Compared with traditional gradient-based algorithms, the ELM algorithm has two significant benefits. Firstly, it learns faster than most of the traditional learning algorithms. Secondly, all of the network parameters in the ELM algorithm do not need to adjust except for the number of hidden-layer node. Furthermore, the ELM algorithm can always search for the optimal solution directly with no fitting problem. These features make the ELM method more flexible and appealing than the traditional gradient-based algorithms. Recent studies show broad application prospects for the ELM algorithm. For example, Xie et al. [11] applied the ELM method to projective feature learning for 3D shapes. Akusok et al. [12] applied a tool box of ELM algorithms for big-data application.

2.1.2. The CCA Method

The CCA method was suggested by Harold Hotelling [13]. It is a multivariate statistical analysis method, which uses the correlation between the comprehensive variable pairs to reflect the overall correlation between two groups of indicators. Its basic principle is described as follows: in order to obtain the relevant relationship between the two groups of indicators on the whole, it extracts two representative aggregate variables, U1 and V1 (which is a linear combination of the variables in the two-variable set), from the two groups of variables. It then uses the relationship between the two variables (U1 and V1) to reflect the overall correlation between the two groups of indicators [14].

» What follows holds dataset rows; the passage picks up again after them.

PR #195, opened 2019-11-08
Add a tool for classifying arbitrary blades

### LINKED ISSUE #192: Improve upon interpret_multivector_as_object
It would be valuable pedagogically to be able to convert arbitrary blades into a description of what they represent geometrically, especially in CGA.

The beginnings of an approach looks like:
<details>

<summary>collapsed, for brevity</summary>

```python
class Object:
    def __init__(self, magnitude=1):
        self.magnitude = magnitude

    def _repr_skip_members(self):
        if self.magnitude == 1:
            return {'magnitude'}
        return {}

    def __repr__(self):
        members = self.__dict__.copy()
        for name in self._repr_skip_members():
            members.pop(name)
        return "{}({})".format(type(self).__name__, ", ".join(
            "{}={!r}".format(k, v) for k, v in members.items()
        ))


class DualPlane(Object):
    def __init__(self, normal, distance, magnitude=1):
        super().__init__(magnitude)
        self.normal = normal
        self.distance = distance

class InfinitePoint(Object): pass

class DualSphere(Object):
    def __init__(self, location, radius, magnitude=1):
        super().__init__(magnitude)
        self.location = location
        self.radius = radius

class Point(DualSphere):
    def __init__(self, location, magnitude=1):
        super().__init__(location, 0, magnitude=magnitude)
    def _repr_skip_members(self):
        return super()._repr_skip_members() | {'radius'}

def classify(x):
    grades = x.grades()
    if grades == {1}:
        # GA4CS: Table 13.2
        if x | einf == 0:
            d = x | -eo
            n = x - d*einf
            mag = n*n
            if mag != 0:
                mag = math.sqrt(mag)
                return DualPlane(n/mag, d/mag, magnitude=mag)
            else:
                return InfinitePoint(magnitude=d)
        else:
            mag = x | -einf
            x = x / mag
            x_ninf = x | -eo
            location = x - eo - x_ninf*einf
            rad2 = location*location - 2*x_ninf
            if rad2 == 0:
                return Point(location, magnitude=mag)
            else:
                return DualSphere(location, math.sqrt(rad2), magnitude=mag)

    return "unknown {}-blade".format(grades.pop())
```

</details>

Working as:
```python
>>> from clifford.g2c import  *
>>> classify(e1)
DualPlane(distance=0, normal=(1.0^e1))
>>> classify(up(e1))
Point(location=(1.0^e1))
>>> classify((up(e1)^up(e2)^up(e1+e2)).dual())
DualSphere(radius=0.7071067811865476, location=(0.5^e1) + (0.5^e2))
>>> classify(einf)
InfinitePoint()
>>> classify(einf*2)
InfinitePoint(magnitude=2.0)
```
This overlaps a fair amount with the `clifford.cga` module, and doesn't support any higher dimensional objects yet.

eric-wieser:
Closes #192.

To resolve:
* [ ] Determine what merging with `clifford.cga` would look like.
* [x] Add tests
* [x] Add sphinx documentation (Done, [here](https://external-builds.readthedocs.io/html/clifford/195/generated/clifford.tools.classify.html#module-clifford.tools.classify))
* [x] Work out how to make this reusable for g2c as well?
  * Needs gh-197

### DIFF
--- a/clifford/tools/classify.py
+++ b/clifford/tools/classify.py
@@ -1,0 +1,472 @@
+"""
+Tools for interpreting conformal blades
+
+.. currentmodule:: clifford.tools.classify
+
+.. autofunction:: classify
+
+The return type is a :class:`Blade`:
+
+.. autoclass:: Blade
+    :members:
+
+The subclasses below are the four categories to which all blades belong, where
+:math:`E` is a euclidean blade, and :math:`T_p[X]` represents a translation of
+the conformal blade :math:`X` by the euclidean vector :math:`p`.
+
+.. autoclass:: Direction
+
+.. autoclass:: Flat
+
+.. autoclass:: DualFlat
+
+.. autoclass:: Round
+
+These can be constructed directly, and will attempt to show a grade-specific
+interpretation::
+
+    >>> from clifford.g3c import *
+    >>> Round(location=e1, direction=e1^e2, radius=1)
+    Circle(location=(1^e1), direction=(1^e12), radius=1)
+    >>> Round(location=e1, direction=e1^e2^e3, radius=1)
+    Sphere(location=(1^e1), direction=(1^e123), radius=1)
+
+
+Aliased types
+-------------
+
+In addition, aliases are created for specific grades of the above types, with
+more convenient names:
+
+.. autoclass:: Tangent
+    :show-inheritance:
+
+.. autoclass:: Point
+    :show-inheritance:
+
+.. autoclass:: PointFlat
+    :show-inheritance:
+
+.. autoclass:: Line
+    :show-inheritance:
+
+.. autoclass:: Plane
+    :show-inheritance:
+
+.. autoclass:: PointPair
+    :show-inheritance:
+
+.. autoclass:: Circle
+    :show-inheritance:
+
+.. autoclass:: Sphere
+    :show-inheritance:
+
+.. autoclass:: InfinitePoint
+    :show-inheritance:
+
+
+
+"""
+import math
+import sys
+from typing import Optional
+import copyreg
+
+from clifford._multivector import MultiVector
+from clifford._conformal_layout import ConformalLayout
+
+__all__ = [
+    'classify',
+
+    'Blade',
+    'Direction',
+    'Flat',
+    'DualFlat',
+    'Round',
+    'Tangent',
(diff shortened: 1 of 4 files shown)


clifford/tools/g3c/classify.py
```diff
@@ -0,0 +1,238 @@
...
+def classify(x) -> Blade:
+    """
+    Classify a multivector into a parameterized geomtric description.
+
+    Derived from GA4CS Table 14.1
+
+    Example usage::
+
+        >>> classify(e1)
+        DualFlat[1](location=0, direction=-(1.0^e23))
```
eric-wieser: This naming seems a little unhelpful to me - is there a better interpretation of these conformal blades?

clifford/tools/classify.py
```diff
@@ -0,0 +1,361 @@
+"""
+Tools for interpreting conformal blades
```
eric-wieser: Not sure whether `clifford.tools.classify` is the right name for this.

clifford/tools/classify.py
```diff
@@ -0,0 +1,412 @@
...
+.. autoclass:: Round
+
+These can be constructed directly, and will attempt to show a grade-specific
+interpretation::
+
+    >>> from clifford.g3c import *
+    >>> Round(location=e1, direction=e1^e2, radius=1)
+    Circle(location=(1^e1), direction=(1^e12), radius=1)
+    >>> Round(location=e1, direction=e1^e2^e3, radius=1)
+    Sphere(location=(1^e1), direction=(1^e123), radius=1)
```
eric-wieser: Updated after some confusion in a demo with Joan

eric-wieser:
Got broad approval from @arsenovic via slack:

> i really like the structure of it and use of inheritance, like PointPair-> Round(2)
>
> i think that is really nice
>
> docs are really clean and nice use of latex
>
> i think we will see how good the structure is when it is used in some examples
>
> the actual class'ing of the code is foreign to me.
>
> [...]
>
> i think its great

(posting here for posterity, in case someone asks "how did anyone think this was a good idea" in a few years)

Travis passes now that I backed out the change to `interpret_multivector_as_object`, which is apparently more resilient to numerical error than this approach.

The CCA method is the most commonly used algorithm for data mining [15], which has wide application in the multi-view study of features fusion [16]. Yang et al. [17] presents a CCA network (CCANet) to address image classification. This represents images by two-view features. Multi-view study usually treats homogeneous data as its input. However, in this study, we attempt to put the CCA method into heterogeneous data.

Algorithm 2 shows the CCA Algorithm:

Algorithm 2. The canonical correlation analysis (CCA) algorithm.

Input: $\mathsf{\delta }=\{x_i,y_i|\left(x_i\in R^m,y_i\in R^n,i=1,\dots ,K\right)$

Output: $\mathsf{\rho }$—the correlation coefficient of output: X, Y;

Step 1: calculate the variance of X and Y: $S_{xx},S_{yy}$ and covariance of X and Y, and Y and X: $S_{xy}{S}_{yx}$;

Step 2: calculate the matrix $M=\sqrt[2]{S_{xx}}\ast S_{xy}\ast \sqrt[2]{S_{yy}}$;

Step 3: make singular value decomposition for matrix M, obtain the largest singular value $\mathsf{\rho }$ and its corresponding left and right singular vectors $U$ and $V$;

Step 4: calculate the linear coefficient vectors of X and Y: $a=\sqrt[2]{S_{xx}}\ast U,b=\sqrt[2]{S_{yy}}\ast V$;

2.2. Proposed Method

This section describes our proposed method, which includes the related theory, structural frame, and algorithm steps:

2.2.1. The Stacked ELM Model

The most important thing in most supervised learning tasks is the effectively learning of the abundant characteristics of data, which represent whether the model has good generalization performance. Limited by the single hidden-layer feed forward neural network architecture, the traditional ELM model is unable to capture a high level of abstraction of accurate information although there are a lot of hidden nodes. Meanwhile, compared with the multilayer neural network, deep architecture can help elucidate the hierarchy of characteristics to construct a high-level presentation of data from low-level characteristics. However, affected on the influence of the BP algorithm, the deep neural network trains slowly and has lower efficiency. To make full use of the advantages of the ELMs and the deep neural network, this study proposes improving learning features by means of unsupervised learning via stacked ELMs and transferring the step-by-step low-level features to form complete feature representation. The model essentially is a multilayer feed-forward network and its parameters are achieved by a cascade of extreme learning machines.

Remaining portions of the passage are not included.